Once described as the ‘greatest living Canadian’, Wilder Penfield would have been 127 years on January 26.
Once described as the “greatest living Canadian”, neurosurgeon Wilder Penfield would have been 127 years old on January 26.
Penfield is recognised for his advances in mapping the brain and for the groundbreaking epilepsy treatment known as the Montreal Procedure.
Today, Google is changing its logo in 13 countries to a doodle, or illustration, in his honour.
Despite his success and achievements, he was not able to save his only sister, Ruth, who died from brain cancer, although complex surgery he performed added years to her life. This is his story:
Montreal’s first neurosurgeon
Penfield was born on January 26, in Spokane, Washington. His father, Charles Penfield, was a physician who didn’t succeed in his career.
His father left his family, and Wilder ended up living with his mother, Jean Jefferson, who is the one who told him about the Rhodes Scholarship that he ended up winning.
- He studied neuropathology at Princeton and Merton College in Oxford and then served at a military hospital in Paris. He also studied in Spain and Germany.
Penfield believed studying medicine was “the best way to make the world a better place.”
In 1917 he married Helen Kermott, who shared his altruism and love of helping others. Wilder and Helen had four children. One of his daughters also founded a children’s care centre.
- After taking a surgical apprenticeship, he obtained a position at the Neurological Institute of New York, where he carried out his first solo operation to treat epilepsy.
In 1928, Penfield accepted an invitation to move to Montreal, Quebec. There, Penfield taught at McGill University and the Royal Victoria Hospital, becoming Montreal’s first neurosurgeon.
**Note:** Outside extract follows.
PR #8436, opened 2017-03-16
[build] Post nightly iOS build status to Slack

friedbunny:
Posts a notification to #gl-bots on Slack that reports the success/failure of the nightly iOS Bitrise workflow.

In 1934, he became a Canadian citizen after he and Dr William Cone founded the Montreal Neurological Institute.
In 1935, he published three case studies describing the psychological effects of frontal lobe surgery.
- He used his experience treating his sister to explain the link between brain and behaviour. He said: “If she were alive, I am sure she would approve of such an analysis in the hope it would help others.”
He kept his family close throughout his career, writing the book Man and His Family, which stressed the need to nurture and encourage positive family life.